But I look 29. Don't let the gray hair and wrinkles fool you into thinking I'm older. :whistling


----------



## TxElectrician (May 21, 2008)

DaVinciRemodel said:


> I'm only 29!


I thought you were about 60


----------



## hrm (Oct 17, 2017)

Given the trades' wear-and-tear on the body, are the more "experienced" folk on this list advising their sons (and daughters) to follow them into the trades or GC jobs?


----------



## NYgutterguy (Mar 3, 2014)

hrm said:


> Given the trades' wear-and-tear on the body, are the more "experienced" folk on this list advising their sons (and daughters) to follow them into the trades or GC jobs?




I'm the 3rd generation so obviously the writing ok the wall wasn't clear enough to stay away lol 


Sent from my iPhone using Tapatalk


----------



## Irishslave (Jun 20, 2010)

60 here.....3 full days a week is enough for me then rest....but I don't there's stuff around the house....but I can take my time....If the job is particularly physically taxing for 3 days don't even bother asking for much the following day. I can work 7 days in a row if I have too.....just don't expect me there at 7am. 

Look at it this way after 50 if you get out of bed in the morning and nothin hurts....It's a good day


----------



## DaVinciRemodel (Oct 7, 2009)

TxElectrician said:


> I thought you were about 60


I am 60, but if Leo 's 55, I'm gona be 55 also.


----------



## fred54 (Dec 1, 2010)

Can you post a specific link to "triangulate forearm stretch? There's a few different ones but none seems to be related to shoulder pain. 
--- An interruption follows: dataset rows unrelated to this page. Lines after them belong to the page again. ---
PR #553, opened 2021-11-03
add two variants of the terminfo format: regular and extended storage format

armijnhemel:
This PR adds two variants of the terminfo format: regular and the extended storage format. It is impossible to see at the start of the file whether or not a file uses the regular format or the extended storage format so when parsing it is recommended to first try the extended storage format and if that fails to use the regular format.

Please note: this PR does *NOT* cover the extended number format, which uses a different magic and 32 bit integers for storing some data instead of 16 bit integers. It should not be too difficult to support this.

### DIFF
--- a/system/terminfo.ksy
+++ b/system/terminfo.ksy
@@ -1,0 +1,80 @@
+meta:
+  id: terminfo
+  title: terminfo
+  license: CC0-1.0
+  encoding: ASCII
+  endian: le
+doc: |
+  terminfo files, format described in the Linux man page for terminfo files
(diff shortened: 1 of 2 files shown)


KOLANICH:
Could these 2 specs be merged into one and the variant be controlled by a param?

armijnhemel:
> Could these 2 specs be merged into one and the variant be controlled by a param?

I think that will be a bit hard (but happily proven incorrect): you cannot see beforehand which of the two formats to choose.

PR #555, opened 2021-11-05
add specification for lz4 (single frame)

armijnhemel:
This specification adds support for parsing a single LZ4 frame, not multi frame LZ4 streams.

### DIFF
--- a/archive/lz4.ksy
+++ b/archive/lz4.ksy
@@ -1,0 +1,93 @@
+meta:
+  id: lz4
+  title: LZ4
+  license: CC0-1.0
+  endian: le
+  encoding: ASCII
+doc-ref: https://github.com/lz4/lz4/blob/dev/doc/lz4_Frame_format.md
+doc: |
+  This specification describes a single LZ4 frame.
+
+  The original LZ4 frame format specification has the following notice:
+
+  Copyright (c) 2013-2020 Yann Collet
+
+  Permission is granted to copy and distribute this document for any purpose and
+  without charge, including translations into other languages and incorporation
+  into compilations, provided that the copyright notice and this notice are preserved,
+  and that any substantive changes or deletions from the original are clearly
+  marked. Distribution of this document is unlimited.
+seq:
+  - id: magic
+    type: u4
+    valid: 0x184d2204
+  - id: frame_descriptor
+    type: frame_descriptor
+  - id: blocks
+    type: block
+    repeat: until
+    repeat-until: _.is_endmark
+  - id: content_checksum
+    type: u4
+    if: frame_descriptor.flag.content_checksum
+types:
+  frame_descriptor:
+    seq:
+      - id: flag
+        type: flag
+      - id: bd
+        type: bd
+      - id: content_size
+        type: u8
+        if: flag.content_size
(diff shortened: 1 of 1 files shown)


archive/lz4.ksy
```diff
@@ -0,0 +1,93 @@
...
+      - id: content_size
+        type: u8
+        if: flag.content_size
+      - id: dictionary_id
+        type: u4
+        if: flag.dictionary_id
+      - id: header_checksum
+        type: u1
+    types:
+      bd:
```
KOLANICH, line 49: Could you, please, make the names more meaningful and add `doc`s? I mean I am not familiar with lz4 internals, but I think KS specs should be adequate replacements of the original specs.

armijnhemel: Which names do you mean specifically? Some of these are not very well explained in the original docs either.

KOLANICH: `bd`. OK then.

archive/lz4.ksy
```diff
@@ -0,0 +1,93 @@
...
+    seq:
+      - id: len_block
+        type: b31
+      - id: uncompressed
+        type: b1
+      - id: data
+        size: len_block
+      - id: checksum
+        type: u4
+        if: _root.frame_descriptor.flag.block_checksum and not is_endmark
```
KOLANICH, line 90: Feel free to reuse

```yaml
seq:
  - id: checksum_calculation
    type: checksum(_index)
    repeat: eos
instances:
  calculated_checksum:
    value: checksum_calculation[checksum_calculation.size - 1].checksum
types:
  checksum:
    params:
      - id: idx
        type: u1
    seq:
      - id: ch
        type: u1
    instances:
      is_first:
        value: idx == 0
      checksum:
        value: "(((is_first ? _parent._io.size : _parent.checksum_calculation[idx - 1].checksum) + ch) & 0xFF).as<u1>"
```

archive/lz4.ksy
armijnhemel: The original docs are not clear about what `bd` actually means: https://github.com/lz4/lz4/blob/dev/doc/lz4_Frame_format.md#frame-descriptor

so I have no idea what it stands for. In the source code it is just referenced as "BD byte".

archive/lz4.ksy
armijnhemel: > Feel free to reuse
> 
> ```yaml
> seq:
>   - id: checksum_calculation
>     type: checksum(_index)
>     repeat: eos
> instances:
>   calculated_checksum:
>     value: checksum_calculation[checksum_calculation.size - 1].checksum
> types:
>   checksum:
>     params:
>       - id: idx
>         type: u1
>     seq:
>       - id: ch
>         type: u1
>     instances:
>       is_first:
>         value: idx == 0
>       checksum:
>         value: "(((is_first ? _parent._io.size : _parent.checksum_calculation[idx - 1].checksum) + ch) & 0xFF).as<u1>"
> ```

Is that an implementation of the xxhash32 checksum?

KOLANICH: No, just a sum modulo 256 from `eink_wbf`

Issue #458, opened 2021-03-27
android_img: doesn't work with version 3


armijnhemel:
Version 3 of the Android boot image header is a significantly simplified version of the boot header:

https://source.android.com/devices/bootloader/boot-image-header

The current specification does not cover this. What would be the best way to add support for it? Create a separate header for v3 and non-v3 and use a switch?

armijnhemel:
There are also other versions where header_version doesn't exist:

https://github.com/LineageOS/android_hardware_samsung/blob/lineage-15.1/dtbhtool/bootimg.h

PR #558, opened 2021-11-10
android_img: support v3 and v4

armijnhemel:
This PR adds support for the v3 and v4 format of the file which are significantly different from v0, v1 and v2. Test files for v3 and v4 can be found in:

* Pixel 5 (firmware: redfin-rd1a.200810.020-factory-c3ea1715.zip ) - v3
* Pixel 6 Pro (firmware: raven-sd1a.210817.015.a4-factory-bd6cb030.zip ) - v4

Firmware files can be grabbed from: https://developers.google.com/android/images

### DIFF
--- a/archive/android_img.ksy
+++ b/archive/android_img.ksy
@@ -7,87 +7,109 @@ meta:
     - android
   license: CC0-1.0
   endian: le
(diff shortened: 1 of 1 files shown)


armijnhemel:
This one should fix #458

PR #560, opened 2021-11-11
java_class: add sanity check for the version number

armijnhemel:
Mach-O files have the same magic bytes. This PR adds a sanity check to avoid false positives.

### DIFF
--- a/executable/java_class.ksy
+++ b/executable/java_class.ksy
@@ -16,6 +16,7 @@ seq:
   - id: version_major
     type: u2
     valid:
+      # https://github.com/file/file/blob/905ca555/magic/Magdir/cafebabe#L11-L12
       min: 43
   - id: constant_pool_count
     type: u2
--- a/executable/java_class.ksy
+++ b/executable/java_class.ksy
@@ -15,6 +15,8 @@ seq:
     type: u2
   - id: version_major
     type: u2
+    valid:
+      min: 43
   - id: constant_pool_count
     type: u2
   - id: constant_pool


executable/java_class.ksy
```diff
@@ -15,6 +15,8 @@ seq:
     type: u2
   - id: version_major
     type: u2
+    valid:
+      min: 43
```
generalmimon, line 19: Any reference/rationale for this particular value?

dgelessus: fwiw, 43 (or 0x2d) is also the lowest class file version recognized by the `file` tool. [The source code](https://github.com/file/file/blob/master/magic/Magdir/cafebabe) says that "the first released Java class format was version 43.0" - not sure where that information comes from. The oldest version that I can find properly documented is version 45 for Java 1.0.2 - see [the JVM 6 spec](https://docs.oracle.com/javase/specs/jvms/se6/html/ClassFile.doc.html#75883).

In any case, the exact value doesn't matter. This comment in the `file` patterns explains it quite well:

> Since Java bytecode and Mach-O universal binaries have the same magic number,  the test must be performed in the same "magic" sequence to get both right. The long at offset 4 in a Mach-O universal binary tells the number of  architectures; the short at offset 4 in a Java bytecode file is the JVM minor  version and the short at offset 6 is the JVM major version. Since there are only only 18 labeled Mach-O architectures at current, and the first released Java class format was version 43.0, we can safely choose any number between 18 and 39 to test the number of architectures against (and use as a hack). Let's not use 18, because the Mach-O people might add another one or two as time goes by...

To be precise, there are 18 "major" architectures - some of them also have sub-architectures (e. g. different PowerPC models or ARM instruction set versions), so the actual total number of architectures is much higher than 18. But in practice, most universal binaries only have 2-4 architectures, e.g. x86_64/arm64 or ppc/ppc64/i386/x86_64, and sub-architectures aren't used much. You'll probably never find a Mach-O binary with more than 10 architectures.

armijnhemel: > Any reference/rationale for this particular value?

I got it from `/usr/share/magic` on my system. This is basically the same information @dgelessus quoted.

generalmimon: @dgelessus @armijnhemel Thanks for clarifying.

generalmimon:
@armijnhemel Thanks!

PR #563, opened 2021-11-13
Resolve name collision

kahlkevin:
- Rename enum certificate_entry.certificate_type to certificate_entry.certificate_type_enum to avoid name collision with sequence field certificat_entry.certificate_type
 - Resolve compilation error in parser generated for csharp target


GreyCat:
In theory, it's better to implement such a feature in KS-to-C# compiler, but probably that won't happen soon, and it's better to have a working module rather than an erroneous one, so the workaround you've proposed seems to hit that :)

Thanks for this contribution!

55 btw and shoulders have been shot for years. They basically just hurt all the time. Luckily blessed with a strong healthy back so it could always be worse.

My wife just bought me a tens machine at a medical conference so I am hopeful that along with some PT and proper care, I can heal myself up or at least make it easier to sleep.


----------



## Leo G (May 12, 2005)

DaVinciRemodel said:


> I am 60, but if Leo 's 55, I'm gona be 55 also.


You age quickly. Just a couple posts ago you were just a hooligan.:whistling


----------



## Robie (Feb 25, 2005)

About 7 years ago, a 56 lb bucket of drywall mud started to weigh 115 lbs.

I knew then....my future was changing.


----------



## TxElectrician (May 21, 2008)

Suck it up buttercups.


----------



## Robie (Feb 25, 2005)

TxElectrician said:


> Suck it up buttercups.


Suc......never mind....


----------



## 91782 (Sep 6, 2012)

DaVinciRemodel said:


> I am 60, but if Leo 's 55, I'm gona be 55 also.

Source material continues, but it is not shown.